Dataset =
.....

PR #1062, opened 2024-04-01
GO-2734 Add globalName directly

KirillSto:
https://linear.app/anytype/issue/GO-2734/add-cache-for-client-to-resolve-id-name

Save globalName of myIdentity directly, as NS need some time to process newly registered name

### DIFF
--- a/core/payments/payments.go
+++ b/core/payments/payments.go
@@ -42,7 +42,7 @@ var (
 )
 
 type globalNamesUpdater interface {
-	UpdateGlobalNames()
+	UpdateGlobalNames(myIdentityGlobalName string)
 }
 
 /*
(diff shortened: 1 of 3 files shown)


AnthonyAkentiev (approved):

core/payments/payments.go
```diff
@@ -273,7 +273,7 @@ func (s *service) GetSubscriptionStatus(ctx context.Context, req *pb.RpcMembersh
 
 	// 5 - if requested any name has changed, then we need to update details of local identity
 	if isDiffRequestedName {
-		s.profileUpdater.UpdateGlobalNames()
+		s.profileUpdater.UpdateGlobalNames(status.RequestedAnyName)
```
AnthonyAkentiev, line 276: Can be empty for some tiers that feature NO any name, but I think it will work here...

AnthonyAkentiev (approved):

PR #1079, opened 2024-04-04
GO-3173: send to client number of objects which was imported within one import 

AnastasiaShemyakinskaya:
https://linear.app/anytype/issue/GO-3173/send-to-client-number-of-objects-which-was-imported-within-one-import

1. Add new field in `ObjectImport` request - `objectCount`. It represents number of created objects during one import
2. Small refactoring - extract return value from import service to separate data structure `ImportResponse`

### DIFF
--- a/core/block/import/importer.go
+++ b/core/block/import/importer.go
@@ -167,7 +167,12 @@ func (i *Import) sendFileEvents(returnedErr error) {
 	i.fileSync.ClearImportEvents()
 }
 
-func (i *Import) importFromBuiltinConverter(ctx context.Context, req *pb.RpcObjectImportRequest, c common.Converter, progress process.Progress, origin objectorigin.ObjectOrigin) (string, int64, error) {
+func (i *Import) importFromBuiltinConverter(ctx context.Context,
+	req *pb.RpcObjectImportRequest,
+	c common.Converter,
+	progress process.Progress,
+	origin objectorigin.ObjectOrigin,
+) (string, int64, error) {
 	allErrors := common.NewError(req.Mode)
 	res, err := c.GetSnapshots(ctx, req, progress)
 	if !err.IsEmpty() {
--- a/core/block/import/importer_test.go
+++ b/core/block/import/importer_test.go
@@ -249,7 +249,6 @@ func Test_ImportIgnoreErrorModeWithTwoErrorsPerFile(t *testing.T) {
 
 	assert.NotNil(t, res.Err)
 	assert.Contains(t, res.Err.Error(), "converter error")
-	assert.Contains(t, res.Err.Error(), "converter error", "creator error")
 }
 
 func Test_ImportExternalPlugin(t *testing.T) {
--- a/core/object.go
+++ b/core/object.go
@@ -785,10 +785,16 @@ func (mw *Middleware) ObjectSetInternalFlags(cctx context.Context, req *pb.RpcOb
 }
 
 func (mw *Middleware) ObjectImport(cctx context.Context, req *pb.RpcObjectImportRequest) *pb.RpcObjectImportResponse {
-	response := func(code pb.RpcObjectImportResponseErrorCode, rootCollectionID string, objectCount int64, err error) *pb.RpcObjectImportResponse {
-		m := &pb.RpcObjectImportResponse{Error: &pb.RpcObjectImportResponseError{Code: code}, CollectionId: rootCollectionID, ObjectsCount: objectCount}
-		if err != nil {
-			m.Error.Description = err.Error()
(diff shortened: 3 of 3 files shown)


core/block/import/importer.go
```diff
@@ -136,17 +141,23 @@ func (i *Import) Import(ctx context.Context,
...
-	var rootCollectionId string
+	var (
+		rootCollectionId string
+		objectsCount     int64
+	)
+	returnedErr = fmt.Errorf("unknown import type %s", req.Type)
 	if c, ok := i.converters[req.Type.String()]; ok {
-		rootCollectionId, returnedErr = i.importFromBuiltinConverter(ctx, req, c, progress, origin)
-		return rootCollectionId, progress.Id(), returnedErr
+		rootCollectionId, objectsCount, returnedErr = i.importFromBuiltinConverter(ctx, req, c, progress, origin)
```
KirillSto, line 150: Maybe we can return `ImportResponse` from `importFromBuiltinConverter` and than enrich it with progress.ID ?

core/block/import/importer.go
```diff
@@ -136,17 +141,23 @@ func (i *Import) Import(ctx context.Context,
...
 	}
 	if req.Type == model.Import_External {
-		returnedErr = i.importFromExternalSource(ctx, req, progress)
-		return rootCollectionId, "", returnedErr
+		objectsCount, returnedErr = i.importFromExternalSource(ctx, req, progress)
```
KirillSto, line 153: Same here

core/block/import/importer.go
```diff
@@ -156,41 +167,36 @@ func (i *Import) sendFileEvents(returnedErr error) {
 	i.fileSync.ClearImportEvents()
 }
 
-func (i *Import) importFromBuiltinConverter(ctx context.Context,
-	req *pb.RpcObjectImportRequest,
-	c common.Converter,
-	progress process.Progress,
-	origin objectorigin.ObjectOrigin,
-) (string, error) {
+func (i *Import) importFromBuiltinConverter(ctx context.Context, req *pb.RpcObjectImportRequest, c common.Converter, progress process.Progress, origin objectorigin.ObjectOrigin) (string, int64, error) {
```
KirillSto, line 170: Method's parameters blow up in single line again :sweat_smile:

core/block/import/importer_test.go
```diff
@@ -235,17 +239,17 @@ func Test_ImportIgnoreErrorModeWithTwoErrorsPerFile(t *testing.T) {
...
 		Mode:                  1,
 		SpaceId:               "space1",
 	}, objectorigin.Import(model.Import_Notion), nil)
 
-	assert.NotNil(t, res)
-	assert.Contains(t, res.Error(), "converter error")
-	assert.Contains(t, res.Error(), "converter error", "creator error")
+	assert.NotNil(t, res.Err)
+	assert.Contains(t, res.Err.Error(), "converter error")
+	assert.Contains(t, res.Err.Error(), "converter error", "creator error")
```
KirillSto, line 252: It seems that "converter error" should be removed

core/block/import/types.go
```diff
@@ -14,14 +14,21 @@ import (
 	"github.com/anyproto/anytype-heart/pb"
 )
 
+type ImportResponse struct {
```
KirillSto, line 17: That is cool!

core/object.go
```diff
@@ -785,25 +785,25 @@ func (mw *Middleware) ObjectSetInternalFlags(cctx context.Context, req *pb.RpcOb
 }
 
 func (mw *Middleware) ObjectImport(cctx context.Context, req *pb.RpcObjectImportRequest) *pb.RpcObjectImportResponse {
-	response := func(code pb.RpcObjectImportResponseErrorCode, rootCollectionID string, err error) *pb.RpcObjectImportResponse {
-		m := &pb.RpcObjectImportResponse{Error: &pb.RpcObjectImportResponseError{Code: code}, CollectionId: rootCollectionID}
+	response := func(code pb.RpcObjectImportResponseErrorCode, rootCollectionID string, objectCount int64, err error) *pb.RpcObjectImportResponse {
```
KirillSto, line 788: `response` could also be `func(pb.RpcCode, ImportResponse) *pb.RpcResponse`

KirillSto (changes requested):

core/block/import/importer.go
AnastasiaShemyakinskaya: I don't think this is a good idea, because it's not obvious mutate of ImportResponse structure

core/block/import/importer.go
AnastasiaShemyakinskaya: Response above

KirillSto (approved):

core/block/import/importer.go
KirillSto: Yeah, agree

PR #1080, opened 2024-04-04
GO-2673 Exclude deleted objects

KirillSto:
https://linear.app/anytype/issue/GO-2673/implement-validator-on-usecase-addition-in-gallery

- exclude deleted object from archive
- exclude templates with no target type presented in the archive
- delete recommendedRelations of type objects in case these relations are not in the archive

### DIFF
--- a/cmd/usecasevalidator/main.go
+++ b/cmd/usecasevalidator/main.go
@@ -75,6 +75,7 @@ const anytypeProfileFilename = addr.AnytypeProfileId + ".pb"
 var (
 	errIncorrectFileFound = fmt.Errorf("incorrect protobuf file was found")
 	errValidationFailed   = fmt.Errorf("validation failed")
+	errSkipObject         = fmt.Errorf("validation failed, but object can be skipped")
 )
 
 func main() {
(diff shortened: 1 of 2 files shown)


cmd/usecasevalidator/main.go
```diff
@@ -75,6 +75,7 @@ const anytypeProfileFilename = addr.AnytypeProfileId + ".pb"
 var (
 	errIncorrectFileFound = fmt.Errorf("incorrect protobuf file was found")
 	errValidationFailed   = fmt.Errorf("validation failed")
+	errSkipObject         = fmt.Errorf("validation failed, but object can be skipped")
```
AnastasiaShemyakinskaya, line 78: Choose another error message please. Something like "object is invalid, skip it".
It's just misleading a bit imho. Why don't we failed validation if we have error about failed validation 😅

KirillSto: Yeah, thank you, changed the error message

fat-fellow (approved):

KirillSto:
Tests are also needed for validators. I will design them ubder https://linear.app/anytype/issue/GO-3207/implement-user-readable-validator-output

PR #1084, opened 2024-04-04
GO-3194 payments/nameservice protocol refactoring

AnthonyAkentiev:
---

---

- [x] 🍕 Feature
- [ ] 🐛 Bug Fix
- [ ] 📝 Documentation Update
- [ ] 🎨 Style
- [ ] 🧑‍💻 Code Refactor
- [ ] ✅ Test
- [ ] 🤖 Build
- [ ] 🔁 CI

### Added tests?

- [x] 👍 yes

### Added to documentation?

- [ ] 📜 README.md


pkg/lib/pb/model/protos/models.proto
```diff
@@ -1218,30 +1208,38 @@ message MembershipTierData {
...
     string colorStr = 11;
+
+    // Stripe platform-specific data:
+    string stripeProductId = 12;
+    string stripeManageUrl = 13;
+    uint32 stripePriceUsdCents = 14;
+
+    // iOS platform-specific data:
+    string iosProductId = 15;
+    string iosManageUrl = 16;
```
AnthonyAkentiev, line 1240: Or this field is not PER-tier?

pkg/lib/pb/model/protos/models.proto
```diff
@@ -1218,30 +1208,38 @@ message MembershipTierData {
...
+
+    // Android platform-specific data:
+    string androidProductId = 17;
+    string androidManageUrl = 18;
```
AnthonyAkentiev, line 1244: Or this field is not PER-tier?

pkg/lib/pb/model/protos/models.proto
```diff
@@ -1157,21 +1157,7 @@ message ManifestInfo {
...
-        // it will still create an active subscription, but with NO features
-        TierBuilder1WeekTEST = 2;
-        // this tier can be used just for testing in debug mode
-        // it will still create an active subscription, but with NO features
-        TierCoCreator1WeekTEST = 3;
-        TierBuilder = 4;
-        TierCoCreator = 5;
-    }
-    
+message Membership {
```
KirillSto, line 1160: Where are all these tiers identifiers are going? To any-sync protocol?

pkg/lib/pb/model/protos/models.proto
```diff
@@ -1157,21 +1157,7 @@ message ManifestInfo {
...
-        // it will still create an active subscription, but with NO features
-        TierCoCreator1WeekTEST = 3;
-        TierBuilder = 4;
-        TierCoCreator = 5;
-    }
-    
+message Membership {    
     enum Status {
         StatusUnknown = 0;
         // please wait a bit more
```
konstantiniiv, line 1163: I don’t understand what it means "please wait a bit more"? wait on the client side for changing the status from StatusUnknown to another? there will be other statuses, I suppose?

pkg/lib/pb/model/protos/models.proto
```diff
@@ -1186,12 +1172,16 @@ message Membership {
     }
     
     enum PaymentMethod {
-        MethodCard = 0; // Stripe
```
konstantiniiv, line 1189: maybe it's worth adding 'None' as the default value, for a situation when you can buy this Tier?

pkg/lib/pb/model/protos/models.proto
```diff
@@ -1186,12 +1172,16 @@ message Membership {
...
-        MethodGooglePay = 3;
-        MethodAppleInapp = 4;
-        MethodGoogleInapp = 5;
+        MethodInappApple = 2;
+        MethodInappGoogle = 3;
+    }
+
+    enum EmailVerificationStatus {
+        NotVerified = 0;
+        CodeSent = 1;
```
konstantiniiv, line 1183: after sending the erroneous code, there will be a status "NotVerified"?

pkg/lib/pb/model/protos/models.proto
ignatovv: it is better to keep it per tier

pkg/lib/pb/model/protos/models.proto
AnthonyAkentiev: Yes, If you want/need -> I can keep it here also and roll this change back

pkg/lib/pb/model/protos/models.proto
AnthonyAkentiev: How subscription purchase works (in Stripe case):

* User requests a new subscription.
* User is redirected to Stripe.
* User makes the payment.
* Stripe immediately returns "success" and redirects you via a deeplink <-- at this point, the user may still not have the subscription.
* (Uncertain when) Within a certain period of time, Stripe sends us a webhook <-- at this point, the subscription will be created and will enter the **pending** state.
* (Uncertain when) We process it and load various settings: names, restrictions, etc.
Once everything is completed, the subscription transitions to the active state.

added more comments to the .proto file

pkg/lib/pb/model/protos/models.proto
AnthonyAkentiev: No. I have added more comments, please review.

pkg/lib/pb/model/protos/models.proto
KirillSto: No, it is better to keep it at any-sync, you are right

fat-fellow (approved):

PR #1104, opened 2024-04-10
GO-3251 indexer: finish the ft queue gracefully on close

requilence:


core/indexer/fulltext.go
```diff
@@ -31,9 +32,12 @@ func (i *indexer) ForceFTIndex() {
 	}
 }
 
-func (i *indexer) ftLoop() {
+// ftLoop runs full-text indexer
+// MUST NOT be called more than once
```
deff7, line 36: it's better to use context with cancel, it could be closed multiple times

requilence: this method existing only to extract the code for the goroutine and can must called only once. Also there is a comment

pkg/lib/localstore/ftsearch/ftsearch.go
```diff
@@ -133,6 +133,9 @@ func (f *ftSearch) BatchIndex(docs []SearchDoc) (err error) {
 		}
 	}()
 	for _, doc := range docs {
+		if ctx.Err() == context.Canceled {
```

.....

Assignment = Which lines of the entries above contain the word "NotVerified"? Copy each of them.

Written response =
+        NotVerified = 0;
konstantiniiv, line 1183: after sending the erroneous code, there will be a status "NotVerified"?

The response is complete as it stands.